- _Assignment_: Tally every line in the following material that has the word "prefix" in it, and answer with that figure alone.

Task input Start Marker

Issue #1025, opened 2026-08-01
Watch re-parse prefix sweep deregisters sibling files' inline-mod functions sharing the qn prefix


vitali87:
## Summary

`GraphUpdater.remove_file_from_state` clears every `function_registry` entry whose qn starts with the touched file's module-qn prefix. When another file's inline-mod chain shares that prefix (the issue #1017 shape: one qn, two modules), a watch event on the touched file deregisters the sibling file's functions even though that file was never re-parsed, so they are never re-registered.

## Repro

Task input End Marker

- _Output_: 2